I am ‘allergic’ to starch in any form (Grains, Potatoes and most things that grow below the ground and some fruits and vegetables that are starchy). Due to particular inherited genetic characteristic, even small amounts of starch cause me joint problems (ankylosing spondylitis) and gut upsets (irritable bowel).
Over the years I have developed a Starch-free ‘bread’ that allows me to have cold meals, snacks and sandwiches. The recipe is based on almond flour (sometimes called almond meal), eggs, natural thick yoghurt, yeast, starch free baking powder and powdered herbs to give it a bit of a ‘zing’. Mixing takes ~10 minutes and it is then ‘raised’ in the oven at low temperature for an hour, then cooked at high temperature for ~25 minutes. I make two loaves
RECIPE for one loaf
- Two and a half cups of almond flour (350 grams)
- One teaspoon of starch free baking powder (Make up supply with proportions 2 teaspoons Baking Soda and 1 teaspoon tartaric acid[cream of tartar]
- Pinch salt, Pinch Italian and Tuscan Herbs
Mix dry ingredients in Mixing Bowl
- Four eggs beaten in bowl and mixed with a fork with four heaped soupspoons of thick natural yoghurt
- Dissolve half teaspoon live dehydrated yeast in splash of warm water, topped up with milk to make one cup, warmed for 40 seconds in microwave.
Combine liquid ingredients, then combine with dry ingredients. Add water or milk to get the texture shown in photos.
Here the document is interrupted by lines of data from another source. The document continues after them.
Issue #5488, opened 2026-09-15
A spray-wall climb has no OG share card and shares a numeric URL


marcodejongh:
Found in the SW-11 (#5444) parity pass. Two halves of the same surface.

**No card.** `GET /og/climb` draws from the bundled catalogue geometry (`packages/backend/src/services/board-render.ts` — no `spray` branch anywhere in it), so it cannot draw a wall: the holds live in `spray_wall_holds` and the background is a photograph in the private bucket. SW-11 stopped the mobile share sheet from PREWARMING that URL, because warming it would cache a blank card under exactly the URL an unfurler is about to ask for. The link still shares; it just unfurls without a picture.

**Numeric URL.** `buildReadableClimbViewPath` resolves the layout and size names from the catalogue tables, so a wall falls back to the numeric form `/spray/<layoutId>/<layoutId>/1/<angle>/view/<uuid>/<name>`. SW-14 (#5447) / SW-16 (#5449) own `/b/{slug}`, which is the real answer.

## Fix

Both belong with the public-wall sharing slice: teach the OG renderer to compose a wall (published version's photo + alive holds, public walls only — a private wall must never render a card), and route the share link through the wall's slug. Then drop the `boardName === 'spray'` early return in `packages/mobile/src/hooks/use-share-climb.ts`.

PR #5499, opened 2026-09-15
feat(web): view spray wall climbs on the web with OG cards (SW-16)

### LINKED ISSUE #5449: SW-16: Web: view a wall climb, OG card, sitemap rules
Epic #5346 (SW-16). The web side: a shareable climb page for wall climbs, the OG card, and the indexing rules.

## Why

Pour into cooking paper lined bread tin.
Place in pre-heated 90 degree centigrade oven for 1 hour to ‘raise’
Cook at 200 degrees centigrade (I use fan bake) for 20-25 minutes
Carefully turn out hot loaves onto small baking grids, remove paper and put back in oven for 2-3 minutes, which will make sure ‘crust; is firm. If want firmer loaf then leave in turned off oven whilst it cools. Slice when cool. May be more crumbly than ordinary bread.
When sliced I place it in a plastic container and freeze (eggs and yoghurt means will not keep like ordinary bread), then take out slices needed each day and microwave for short period to unfreeze.
The constituents mean that this ‘bread’ has much more food value than ordinary bread, so not as much is needed.
I use the same mixture with different amounts of fluid to make Pizza base, and Pie Crusts.
Hope this is useful to other ‘Starch Allergy’ sufferers.